Uses these values to compute values of D and B for each spot check.
a. D value can be computed as C(P(x)) / Z(x)
b. B value can be computed as (P(x) - I(x)) / C(P(x))
Computes linear combinations of P, D, and B using mTree root (same as in your example).
Verifies that linear combinations for all spot checks are a part of the lTree (this is done via Merkle proofs against lTree root - same as in your eample).

Would this approach compromise security somehow?

vbuterin · July 15, 2019, 10:53pm

Interesting! I think that might actually work…

bobbinth · July 16, 2019, 5:59am

If it does work, that would be really cool! I quickly implemented this simplification in this pull request and the results are:

About 3% - 4% proof size reduction for something as simple as MiMC.
About 20% proof size reduction for something slightly more complex (e.g. Merkle proof). For example, proof of a Merkle branch verification for a tree of depth 16 is now 109 KB (vs 136 KB before).

In general, the more complex the STARK (i.e. more transition and boundary constraints), the greater the impact.
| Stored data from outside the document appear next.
PR #144, opened 2019-05-01
Feature/st 192 deploy to webservices

james-simpson-ST:
Following updates have been made
- Changes needed for Cardinal following updated server implementation
- Updated PROD URL to include path to where files will be hosted
- Updated domain checking in message bus to only use origin not origin+path
- Expose library as variable ST
- Fixed behavioural tests add commented the chrome one back in


test/core/shared/Utils.spec.ts
```diff
@@ -38,8 +38,8 @@ describe('timeoutPromise', () => {
     let after = before;
     await Utils.timeoutPromise(timeout).catch(e => (after = Date.now()));
     // toBeCloseTo is intended to check N significant figures of floats
-    // but by using -1 we can check it's within 5s of the set value
-    expect(after - before).toBeCloseTo(timeout, -1);
+    // but by using -2 we can check it's within 5s of the set value
```
aaron-moore-ST: This comment is no longer true, the -n checks that it's accurate to 1x10<sup>n</sup> around the first argument so this update will test that it's within 50s either side (that's a much greater margin, are we happy with that?)

test/core/shared/Utils.spec.ts
```diff
@@ -89,7 +89,7 @@ describe('retryPromise', () => {
     async (timeout, attempts, error) => {
       const promissory = jest.fn(() => Utils.timeoutPromise(timeout, error));
       await expect(Utils.retryPromise(promissory)).rejects.toThrow(error);
-      expect(promissory.mock.calls.length).toBeCloseTo(attempts, -1);
+      expect(promissory.mock.calls.length).toBeLessThan(attempts + 1);
```
aaron-moore-ST: Do we also want a greater than as well, since we also want to prove that it does actually retry (rather than only calling promissory once)?

webpack.common.js
```diff
@@ -17,6 +17,8 @@ module.exports = {
   output: {
     filename: '[name].bundle.js',
     path: path.join(__dirname, 'dist'),
+    library: '[name]',
+    libraryTarget: 'var',
```
aaron-moore-ST: Do we want to update index.html and example.ts in the repository to include stjs.bundle.js and call stjs.ST(stuff) rather than still having stjs bundled into example.bundle.js? This would catch it earlier if we broke this behaviour.

test/core/shared/Utils.spec.ts
james-simpson-ST: Aren't we talking milliseconds in JavaScript? so we're still 0.05s which I think is more than accurate enough

webpack.common.js
james-simpson-ST: Ideally yes but I feel this is a larger task that needs more consideration (as we'll have to change the environment.test.ts to allow for this so I'll add to backlog

test/core/shared/Utils.spec.ts
james-simpson-ST: I've looked at this a bit more and I think the test was actually doing the wrong thing entirely, can you take a look at my new version and make sure it actually tests what we think it does

aaron-moore-ST: Yes, looks good. Approval stands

Though, I’d expect the impact to be smaller for proofs with long execution traces (there, proof size is dominated by FRI proofs).

vbuterin · July 21, 2019, 11:09pm

109 KB… nice! If you crank up the code redundancy from 8x to 16x and do 2**20 proof of work on the Merkle root and then decrease the branch count based on that (the code redundancy should let you decrease by 25%, and the PoW by another ~20%) then it seems like we’re close to these STARKs fitting inside a block!

bobbinth · July 25, 2019, 2:10am

Adding proof of work to the Merkle roots is a very cool idea (and it’s pretty simple to do)! Here is how I’m thinking of implementing it:

Compute a nonce such that hash(nonce | root) < threshold.
Then, use this nonce as a seed to PRNG used to generate indexes for spot check.

The nonce would be included in the proof, and the threshold parameter could be configurable. Also, I’m guessing this technique could be applied to the main Merkle tree (mTree) and Merkle trees in the FRI proof - right?

As I was writing this, another potential optimization idea came to mind:

Right now, the proof includes spot-checks against several Merkle trees. Specifically: spot-checks against mTree (source), spot-checks against lTree (source), and spot checks against m and m2 trees in the FRI proof (source). It might be possible to roll spot-checks against lTree into the FRI proof at no extra cost. Here is how I’m thinking about it:

During the first pass of the FRI proof function, lTree and m are actually the same trees. This is because the values passed into prove_low_degree() function are just evaluations of the linear combination (source).

We might be able to use spot-checks against m tree from the first element of FRI proof instead of spot-checks against lTree to validate the correctness of linear combination. It would work like this:

Build mTree in the same way as it is done now.
Compute linear combination of evaluations in the same way as is done now - but don’t put them into a separate Merkle tree.
Run FRI proof. The first component of the FRI proof will contain spot-checks against m tree which is a tree of all linear combinations.
Use the same indexes as were used to spot-check m tree in the first component of the FRI proof to spot-check the mTree.

The problem is that this undermines security somewhat. By manipulating composition of FRI proof trees, the attacker could theoretically try to hit the “right” indexes in the mTree and fake the proof. But I wonder if adding proof of work requirement to building the trees is enough to offset this reduction in security.

If it does work, it would reduce the proof size by about 10%.